If your tank is stocked appropriately to it's size, you should be able to change 50% weekly. Nitrates are 20ppm before the change and 10ppm after the change.

I sometimes change 75% or even 90%.

If you are changing 50% weekly, vacuuming at the same time and keeping your filters clean and the nitrates climb over 20ppm then I'd check the tap water for nitrates and see if some of the bioload needs to be removed.


----------



## mfuenffinger (Apr 13, 2012)

it is about 40ppm and I just checked it . it was higher last night.

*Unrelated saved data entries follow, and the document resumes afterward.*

PR #365, opened 2021-03-10
fix(node) Remove 'Enable Scheduling' options for 'down' node

smallteeths:
https://github.com/longhorn/longhorn/issues/2308

wangsiye/longhorn-ui:6b7d26f


innobead (approved):
LGTM.

note: remove `node scheulding` from the node item menu, but only supported in `edit node` in bulk mode

PR #367, opened 2021-03-22
fix(volume) Disable the expand operation when the status of the rwx v…

smallteeths:
https://github.com/longhorn/longhorn/issues/2389

### DIFF
--- a/src/routes/volume/VolumeActions.js
+++ b/src/routes/volume/VolumeActions.js
@@ -156,6 +156,10 @@ function actions({ selected, engineImages, showAttachHost, detach, showEngineUpg
     return false
   }
 
+  const isRWXVolumeAndAttached = () => {
+    return selected.accessMode && selected.accessMode === 'rwx' && selected.state === 'attached'
+  }
+
   const upgradingEngine = () => selected.currentImage !== selected.engineImage
 
   const allActions = [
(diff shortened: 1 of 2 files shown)


innobead (approved):
LGTM

src/routes/volume/VolumeActions.js
```diff
@@ -177,7 +181,7 @@ function actions({ selected, engineImages, showAttachHost, detach, showEngineUpg
     }
   })
 
-  availableActions.push({ key: 'expandVolume', name: 'Expand Volume', disabled: !(selected.actions && (Object.keys(selected.actions).includes('attach'))) || (selected.conditions && selected.conditions.scheduled && selected.conditions.scheduled && selected.conditions.scheduled.status.toLowerCase() === 'false') })
+  availableActions.push({ key: 'expandVolume', name: 'Expand Volume', disabled: !(selected.actions && (Object.keys(selected.actions).includes('attach'))) || (selected.conditions && selected.conditions.scheduled && selected.conditions.scheduled && selected.conditions.scheduled.status.toLowerCase() === 'false') || isRWXVolumeAndAttached() })
```
joshimoo, line 184: I think you can make this more robust and simplify this further, 
expand should only be available while the selected.state === `detached`

joshimoo:
Seems that their is way to much state checking in there right now?
Can we just use `disabled: selected.state != 'detached'`

PR #368, opened 2021-03-24
fix the conditions for rwx volume to perform detach operation

smallteeths:
https://github.com/longhorn/longhorn/issues/2338


innobead (approved):

PhanLe1010 (approved):
LGTM, thanks for the fix

PR #369, opened 2021-03-24
fix(action) fix the conditions of the volume expand action

smallteeths:

### DIFF
--- a/src/routes/volume/VolumeActions.js
+++ b/src/routes/volume/VolumeActions.js
@@ -156,10 +156,6 @@ function actions({ selected, engineImages, showAttachHost, detach, showEngineUpg
     return false
   }
 
-  const isRWXVolumeAndAttached = () => {
-    return selected.accessMode && selected.accessMode === 'rwx' && selected.state === 'attached'
-  }
-
   const upgradingEngine = () => selected.currentImage !== selected.engineImage
 
   const allActions = [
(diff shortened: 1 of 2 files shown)


src/routes/volume/VolumeActions.js
```diff
@@ -181,7 +177,7 @@ function actions({ selected, engineImages, showAttachHost, detach, showEngineUpg
     }
   })
 
-  availableActions.push({ key: 'expandVolume', name: 'Expand Volume', disabled: !(selected.actions && (Object.keys(selected.actions).includes('attach'))) || (selected.conditions && selected.conditions.scheduled && selected.conditions.scheduled && selected.conditions.scheduled.status.toLowerCase() === 'false') || isRWXVolumeAndAttached() })
+  availableActions.push({ key: 'expandVolume', name: 'Expand Volume', disabled: selected.state !== 'detached' || (selected.conditions && selected.conditions.scheduled && selected.conditions.scheduled && selected.conditions.scheduled.status.toLowerCase() === 'false') })
```
innobead, line 180:
```suggestion
  availableActions.push({ key: 'expandVolume', name: 'Expand Volume', disabled: selected.state !== 'detached' || (selected.conditions && selected.conditions.scheduled && selected.conditions.scheduled.status.toLowerCase() === 'false') })
```

innobead (approved):
LGTM, some comments needed to resolve.

innobead (changes requested):
LGTM, some comments needed to resolve.

src/routes/volume/VolumeActions.js
smallteeths: Thanks for your reminding, mistakes have been corrected.

innobead (approved):

joshimoo (approved):
LGTM, as a future refactor consider creating these functions in a helper/util.
This way you only have a central place to modify whether a certain action is valid.
It also cleans up the UI code files, since isVolumeExpandable is expressive enough to communicate the intent and if the details are required a single click is all that is needed to look at them :)

```
bool isVolumeExpandable(volume) {
// do the state == detached check
// do the scheduling check
// whatever other check might be necessary
}
```

Than for the usage you can just negate that functions result
`disabled: !isVolumeExpandabale(selected)`

bulk:
`disabled: !(selectedRows.length >0 && selectedRows.all(isVolumeExpandable))`

smallteeths:
> LGTM, as a future refactor consider creating these functions in a helper/util.
> This way you only have a central place to modify whether a certain action is valid.
> It also cleans up the UI code files, since isVolumeExpandable is expressive enough to communicate the intent and if the details are required a single click is all that is needed to look at them :)
>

I have had the tank up and running fora good 5 months never had a problem.I have 5 tanks and all the others are fine use the same water. have a fuval 406 and an emp 400 . someone told me not to clean the canister filter for three months


----------



## mfuenffinger (Apr 13, 2012)

and I do change the water weekly all the time


----------



## DJRansome (Oct 29, 2005)

Do a 50% water change to get your nitrates to 20ppm and then maybe another tomorrow to get your nitrates to 10ppm.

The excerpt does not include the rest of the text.